We then took the bus over to the Geisha quarter and visited Shima, a traditional tea house preserved in its heyday state. Its rich ambience was somewhat interrupted by the sound of tourists playing display instruments very badly. Rather than stay and sample the tea, we wandered back through the wooden buildings to wait for the bus. 



Next stop was Omi-Cho Market, in which we mistook the loads of splayed out crabs all shoved together for one giant monster crab. And then it was home time, back to our (comparatively) warm hostel where we congratulated ourselves for having braved the cold, rain and snow all day long. We had no idea what was coming. 



Friday the 13th: the day roared open, dark and thundery and split with lightening. It was really pissing down. Maddy and I cowered over our breakfast, eyeing the front door with straight up dread. I drank an extra cup of coffee for luck. Maddy really should have done the same; who knows, it might have stopped her umbrella splitting down the spine within a minute's distance from the front door. And then our knees would have been slightly less sodden by the time we got to the bus stop. Adventure!!




We had planned out the day Beijing-style: first a stint of touristing, then seek shelter in shops. It felt quite ambitious at the time, what with the furniture-throwing thunder. We got off the bus at Stop 13 (thematic) and swam to Myoryuji Temple, otherwise known as the Ninja Temple.

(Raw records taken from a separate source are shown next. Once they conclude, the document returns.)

PR #3109, opened 2023-05-29
Card

Kacper-Leman:
https://Kacper-Leman.github.io/layout_product-cards/  - Demo Link
https://Kacper-Leman.github.io/layout_product-cards/report/html_report/  - Test Report Link

### DIFF
--- a/src/card.css
+++ b/src/card.css
@@ -1,0 +1,79 @@
+.card {
+  width: 200px;
+  border: 1px solid #f3f3f3;
+  border-radius: 5px;
+  padding: 32px 16px 16px;
+  background-color: #fff;
+}
+
+.card__img {
+  display: block;
+  margin: 0 auto 40px;
+  width: 160px;
+  height: 134px;
+
+}
+
+.card__text {
+  margin: 0 0 4px;
+  color: var(--text-color);
+  line-height: 18px;
+  font-weight: 500;
+  font-size: 12px;
+}
+
+.card__product {
+  margin-bottom: 16px;
+}
+
+.card__stars {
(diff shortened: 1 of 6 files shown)


src/card.css
```diff
@@ -0,0 +1,79 @@
...
+  line-height: 18px;
+  font-weight: bold;
+  color: var(--text-color);
+}
+
+.card__button {
+  display: flex;
+  justify-content: center;
+  align-items: center;
+  box-sizing: border-box;
```
Radoslaw-Czerniawski, line 63: You are already setting border-box on all elements, this is redundant

src/card.css
```diff
@@ -0,0 +1,79 @@
...
+.card__img {
+  display: block;
+  margin: 0 auto 40px;
+  width: 160px;
+  height: 134px;
+
+}
+
+.card__text {
+  margin: 0 0 4px;
```
Radoslaw-Czerniawski, line 18: Would be more descriptive to just use margin-bottom. If you need to reset margins, do it in * {...} rule

src/style.css
```diff
@@ -1,3 +1,18 @@
...
+}
+
+html {
+  font-family: Roboto, sans-serif;
+  font-size: 10px;
+  line-height: 14px;
+  color: var(--text-second-color);
+}
+
+p {
```
Radoslaw-Czerniawski, line 16: Don't style using tags (apart from unique non-repeated elements like html, body etc.)

Radoslaw-Czerniawski (changes requested):
Looks good, needs some changes code-wise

Well, I say swam, but Maddy more or less breezed along, flirting it up with two Aussie tourists we'd dug up on the bus while I took care of the navigation business.

Of course, once we'd arrived at the temple, one of the boys mentioned their tour reservation. What tour reservation, Maddy and I asked. The one we had completely failed to arrange at the tourist office. Luckily, after complex intercom negotiations, we got ourselves on the 12pm tour and swapped the frigid cold outside for the frigid cold within. The tour started in a big room with a partitioned place of worship. It was entirely in Japanese despite the fact that the tour group was 100% linguistically inept Australian. Good thing they had little tour info folders for us, really.

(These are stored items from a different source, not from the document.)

PR #3116, opened 2023-05-30
add task solution

Teerveet:


src/styles/index.scss
```diff
@@ -1,3 +1,128 @@
...
+
+  &__reviews {
+    margin: 0;
+
+    color: #060b35;
+    font-weight: 400;
+    font-size: 10px;
+    line-height: 14px;
+  }
+}
```
sTorba24, line 128: create separated file for each BEM block

sTorba24 (approved):
Approved!

Teerveet:
After separating the BEM block, the links stopped working, no matter how differently I wrote them. Also, `data-qa` does not find, although they are in index.html

PR #3180, opened 2023-06-03
add task solution

AnastasiiaKriuchkova:
- [DEMO LINK](https://<AnastasiiaKriuchkova>.github.io/layout_product-cards/)
- [TEST REPORT LINK](https://<AnastasiiaKriuchkova>.github.io/layout_product-cards/report/html_report/)
- I can-t pass the test

### DIFF
--- a/src/styles/blocks/body.scss
+++ b/src/styles/blocks/body.scss
@@ -1,0 +1,12 @@
+html {
+  --color-text-dark: #060b35;
+  --color-text-light: #616070;
+}
+
+body,
+h1,
+p,
+a {
+  font-family: "Roboto", Helvetica, sans-serif;
+  margin: 0;
+}
--- a/src/styles/blocks/card.scss
+++ b/src/styles/blocks/card.scss
@@ -1,0 +1,65 @@
+.card {
+  box-sizing: border-box;
+  width: 200px;
+  background: #fff;
+  border: 1px solid #f3f3f3;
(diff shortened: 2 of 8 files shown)


src/styles/blocks/body.scss
```diff
@@ -0,0 +1,12 @@
+html {
+  --color-text-dark: #060b35;
+  --color-text-light: #616070;
```
OleziO, line 3: Move to the :root selector

src/styles/blocks/card.scss
```diff
@@ -0,0 +1,65 @@
+.card {
+  display: flex;
+  flex-direction: column;
+  box-sizing: border-box;
```
OleziO, line 4: Move to the * selector and remove from all other places

OleziO (changes requested):

src/styles/blocks/body.scss
AnastasiiaKriuchkova: done

src/styles/blocks/card.scss
AnastasiiaKriuchkova: if i move this to the * selector, my stars and price are become like column

etojeDenys (changes requested):

Volodymyr-Melnyk-Fron10der (approved):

We got to see loads of the traps installed in the temple, which, we soon learned, wasn't actually for ninjas, but for samurai soldiers enlisted to protect Kanazawa Castle. There's rumored to be a secret passageway linking the temple to the castle set three metres above water level in the temple's well. You'd think some uni students back in the castle campus era might have tried testing this out, but there you are. We were shown stairs that allowed the watcher to see spearable foot shadows, and a pair of doors which cleverly opened to the outdoors on one side and to a concealed hiding space on the other. There was a room for samurai containing multiple hidden exits to aid surprise attacks, and a grim little room lined with four tatami mats for the commander's personal belly-stabbing use in the event of defeat. The door to this room was one-way; once closed, it couldn't be opened from the inside. 


Another interesting fact about the Ninja Temple is that, while appearing to stand at the regulation two storeys, tricky design gave it a whopping seven floors. The top two of these were gloriously heated. This made it harder to leave, and when they booted us into the cold, Maddy and I hurtled through the sleet in search of shelter. Cafe lattes saved my life in Kanazawa. We spent the remainder of our afternoon in Starbucks, then Uniqlo, then in the wrong queue at the train ticket centre, then in the right queue, then finally, finally home. Twelve mugs of tea later we had almost defrosted. 



We got up on Saturday morning and could only shake our fists at the utter lack of rain. Still, it meant we arrived at the station as undraggled as ever, ready to take on the final destination in our tour of Japan: Tokyo.